The effort with changing what we eat is confronted with a problem at the outset itself - the definition of 'food'. The word 'food', automatically connotes a good vibe of sustenance, nutrition and wellbeing. And that is also how it is defined. "Food" (or "foodstuff") means any substance or product, whether processed, partially processed or unprocessed, intended to be, or reasonably expected to be ingested by humans. For a more detailed definition, click here. Quite clearly, this blanket definition runs the gamut of all and everything edible and makes no distinction between, a)harmful b)harmless but low in nutrition and c)high nutrition varieties. 'Processed food' is yet another ambiguous term. Processing means altering food from its natural state for purposes of storage, nutrition or taste. Not all processed food is harmful. Bread made with whole grain, for example, is good nutrition. As is, fortified whole grain flour. On the other hand, sugared cereal and refined flour are not. Unfortunately, not all food distinctions are this easy.

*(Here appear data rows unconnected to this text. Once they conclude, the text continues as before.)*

PR #45, opened 2018-04-12
Piper/faster rlp insertions

pipermerriam:
### What was wrong?

The RLP encoding on inserts could be faster.

### How was it fixed?

Used `rlp.codec.encode_raw` which only handles `bytes` and lists of `bytes`.

#### Baseline (current master @ de7b644d306c54f21092d7ed562a952c92940d08)

```
$ python tests/speed.py
testing 15488 values
time to insert 15488 - 11.46
time to read 15488 - 2.59
```
      
#### This branch

```
$ python tests/speed.py
testing 15488 values
time to insert 15488 - 7.05
time to read 15488 - 2.51
```

#### Cute Animal Picture

cute_baby_camel_559707

### DIFF
--- a/.gitignore
+++ b/.gitignore
@@ -49,3 +49,6 @@ fixtures/**
 
 # profiling
 prof/**
+
+# hypothesis
+.hypothesis
--- a/tests/speed.py
+++ b/tests/speed.py
@@ -1,0 +1,38 @@
+import time
+import random
+
+import itertools
+
+from trie import HexaryTrie
+
+
+def mk_random_bytes(n):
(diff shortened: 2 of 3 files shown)


pipermerriam:
@gsalgado cc: decent performance boost here.

gsalgado (approved):
Awesome!

gsalgado:
FWIW, I just profiled the full-sync code with/without this change and whereas before we were spending ~10% of the time on `rlp.encode`, I'm now seeing only ~3% of the time spent on `rlp.encode_raw`, and an insignificant amount of time spent on `rlp.encode`, so massive :+1: for this!

PR #48, opened 2018-04-17
WIP: Immutable tries that return a TrieDelta after every change

carver:
## Work in Progress

exploring immutable tries

would need much better performance to be considered for merge.

#### Cute Animal Picture

Cute animal picture


carver:
I still think this is a good idea, but would require too large of a refactor to py-evm to take advantage of. Will return to later.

Current information on the 'content' of food is hard to assimilate. Food pyramids and Food plates, while useful, offer little real help with 'products' on the shelf. A consumer's health interests are better served when a product's packaging has its glycemic index, gluten content, protein and fat content emblazoned in a sharply designed standardized format that is in one defined place on the box. The current nutrition labels detail, in tiny impossible to read print, complicated information on serving size and percentages of recommended daily intake. This information is extensive and hard to assimilate.

In recognition of the difficulty with putting the food pyramid to practical use, My plate was developed as a more consumer friendly alternative. While that is indeed a welcome step forward; a tandem evolution in food labeling in step with My plate, would have not only increased the visibility of this public health exercise, but also converted it into information that consumers could readily use while making their food choices in a grocery store.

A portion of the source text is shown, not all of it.